Диван-кровать, на котором сидел Григорий Васильевич, стоял у самой двери в переднюю, и, хотя радиоприемник орал что было мочи, Гриша все слышал в полуоткрытую дверь – все от слова до слова. Голос девочки был так похож на забытый голос Катеньки. И он обрадовался ее приходу так, будто пришла та Катенька. Катенька! Она его всегда выручала и сейчас выручит. Избавит от тяжелого смутного чувства, которое сейчас испытывал он. Ему казалось, что Дарочка давным-давно умерла и сейчас он своими руками раскрыл ее могилу – было смутно и холодно, ноги дрожали, он ощущал, как по ребрам скатываются холодные капли пота.

Дверь открылась шире, и порог переступила робкая, пунцовая от смущения девочка. Следом за нею, тяжело ступая, вошла Дарья Семеновна.

– Вот, Гриша, познакомься с моей внучкой Катенькой.

– Какой он ей Гриша, он ей дедушка! – вмешался Евгений Евгеньевич. – Ха-ха! Смотри, Гриша, не влюбись в мою внучку!

Но на Евгения Евгеньевича никто не обратил внимания.

Опустив ресницы (Евгений Евгеньевич никогда не видел свою внучку такой), Катенька стояла перед Григорием Васильевичем. Подняла глаза и припала к его плечу, всхлипнула, быстро наклонилась к его руке и покрыла ее торопливыми благодарными поцелуями. Григорий Васильевич и руки вырвать не успел, как Катенька, еще громче всхлипнув, уже выскочила из комнаты.

– Подумаешь, нежности развели! Сбегаю коньячку купить – пять звездочек.
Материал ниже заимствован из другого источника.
PR #5411, opened 2018-02-13
Sync Bug 1434374 - use ChromeUtils.import instead Cu.import

juliandescottes:
Needed for release 16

– Что вы, Григорий Васильевич, верно, коньяк не пьет, нам бы лучше винца сухого, сухое хорошо чрезвычайно, – посоветовала Ганечка.

1965

Печка

Солнце светило для всех одинаково: и для меня, и для моих обидчиков. Оно светило даже для тех, кто жил на другой стороне земли и кого я никогда не видел – только учил по географии. А наша печка согревала нас с мамой. Эта приземистая чугунная печка была в моей жизни всегда как солнце, только гораздо роднее. Откуда взялось солнце, я не знаю и до сих пор. А печку принес отец накануне того дня, когда суждено ему было исчезнуть.

Она только на вид была маленькая, а на самом деле в ней помещалось два ведра катушков. Ни в войну, ни после войны угля долгое время не было – были катушки, прессованные из угольной пыли. Горели они замечательно, только перед тем, как забрасывать в печку, катушки почему-то рекомендовалось побрызгать водой. Я брызгал их с удовольствием: зачерпну, бывало, из ведра в коридорчике кружку воды и брызгаю, раздувая щеки: фр-р-рт, п-р-р-т, п-фу!

– Да хватит брызгать, Андрюша, сколько можно! – останавливала меня мама, когда я был совсем маленький. А когда подрос, говорила: – Брызгаешь с удовольствием, а в сарай за ними пойти – для тебя целое дело!

Конечно, целое дело – кому охота тащиться в ледяной сарай, особенно на ночь глядя, и голыми руками отковыривать их в смерзшейся куче.